使用k-means进行聚类,常常被假定为数据是球状的,似乎是非球状数据就不灵了。
下面构造一个数据,看看非球状数据长什么样子:
library(dplyr)
library(ggplot2)
set.seed(2015)
n <- 250
c1 <- data_frame(x = rnorm(n), y = rnorm(n), cluster = 1)
c2 <- data_frame(r = rnorm(n, 5, .25), theta = runif(n, 0, 2 * pi),
x = r * cos(theta), y = r * sin(theta), cluster = 2) %>%
dplyr::select(x, y, cluster)
points1 <- rbind(c1, c2) %>% mutate(cluster = factor(cluster))
ggplot(points1, aes(x, y)) + geom_point()
图中非常明显地看出圆心应该属于一类,圆周数据应该属于一类,那么使用k-means看看效果:
library(broom)
plot_kmeans <- function(dat, k) {
clust <- dat %>% ungroup %>% dplyr::select(x, y) %>% kmeans(k)
ggplot(augment(clust, dat), aes(x, y)) + geom_point(aes(color = .cluster)) +
geom_point(aes(x1, x2), data = tidy(clust), size = 10, shape = "x") +
labs(color = "K-means assignments")
}
plot_kmeans(points1, 2)
反差太大。

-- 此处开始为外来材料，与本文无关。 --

PR #30537, opened 2023-05-03
Escape schema and table names in Snowflake JDBC metadata calls

metamben:
Fixes #26054.

The Snowflake JDBC driver is buggy: schema and table name are interpreted as patterns in DatabaseMetaData.getPrimaryKeys and DatabaseMetaData.getImportedKeys calls.

This PR replaces the default JDBC functions with ones that escape the names.

The implementation is a tweaked copy of the functions in `metabase.driver.sql-jdbc.sync.describe-table`.
We could generalize those functions so that the snowflake driver can override just the pieces it has to, but
I decided that we shouldn't generalize just to be able to support buggy drivers.

- - -
This change is [Reviewable](https://reviewable.io/reviews/metabase/metabase/30537)

PR #13340, opened 2020-10-01
Handle slashes in oracle schema/table names #13225

dpsutton:
table names like `table_slash/` are valid in our normal query
apparatus but are invalid in the calls to `.getColumns` and
`.getTables` when determining the shape of the database. In these
contexts it needs to be `table_slash//`

- also get fix TODO to reduce over the list of tables rather than
realizing entire result set and then reducing

###### Before submitting the PR, please make sure you do the following
- [ ] If you're attempting to fix a translation issue, please submit your changes to our [POEditor project](https://poeditor.com/join/project/ynjQmwSsGh) instead of opening a PR.
### Tests
-  [ ] Run the frontend and integration tests with  `yarn lint && yarn flow && yarn test`)
-  [x] If there are changes to the backend codebase, run the backend tests with `lein test && lein lint && ./bin/reflection-linter`

-  [x] Sign the [Contributor License Agreement](https://docs.google.com/a/metabase.com/forms/d/1oV38o7b9ONFSwuzwmERRMi9SYrhYeOrkbmNaq9pOJ_E/viewform)
(unless it's a tiny documentation change).

PR #38946, opened 2024-02-20
Postgres: Fix sync does not recognize schema with backslashes

### LINKED ISSUE #38000: Schemas with backslashes in Postgres don't get synced
### Describe the bug

Schemas with backslashes in Postgres don't get synced. Might affect other DBs too but I've only tested on Postgres.

### To Reproduce

1. Connect a Postgres database to Metabase
2. Create a new schema in the DB that contains an (escaped) backslash, e.g. `CREATE SCHEMA "schema_with\\backslash";`
3. Create a couple tables in the schema
4. Sync the database
5. The sync will succeed, but neither the schema nor any of its tables will have been synced

### Expected behavior

_No response_

### Logs

_No response_

```JSON
Current master
```

### Severity

P2?

### Additional context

如果用层次聚类看看:
points1$hclust_assignments <- points1 %>% dplyr::select(x, y) %>%
dist() %>% hclust(method = "single") %>%
cutree(2) %>% factor()
ggplot(points1, aes(x, y, color = hclust_assignments)) + geom_point() +
labs(color = "hclust assignments")
和我们事前预期一致,看样子数据形态对聚类还是有影响的。但如果换一个角度分析这个问题,把园用极坐标处理一下:
points1_polar <- points1 %>% transform(r = sqrt(x^2 + y^2), theta = atan(y / x))
clust <- points1_polar %>% ungroup %>% dplyr::select(r, theta) %>% kmeans(2)
ggplot(augment(clust, points1_polar), aes(r, theta)) + geom_point(aes(color = .cluster)) +
geom_point(aes(x1, x2), data = tidy(clust), size = 10, shape = "x") +
labs(color = "K-means assignments")
还是可以分得很清楚。
k-means的另一个假设是各个分类的先验概率应该一致,其实这个假设不成立。
把样本分别为20,100,500三个类:
sizes <- c(20, 100, 500)
set.seed(2015)
centers <- data_frame(x = c(1, 4, 6), y = c(5, 0, 6), n = sizes, cluster = factor(1:3))
points <- centers %>% group_by(cluster) %>%
do(data_frame(x = rnorm(.n,.x), y = rnorm(.n,.y)))
ggplot(points, aes(x, y)) + geom_point()
plot_kmeans(points, 3)
可以看出即使初始样本相差很大,但是还是可以清楚地进行聚类。
因此使用此法进行聚类时要注意实际问题实际分析。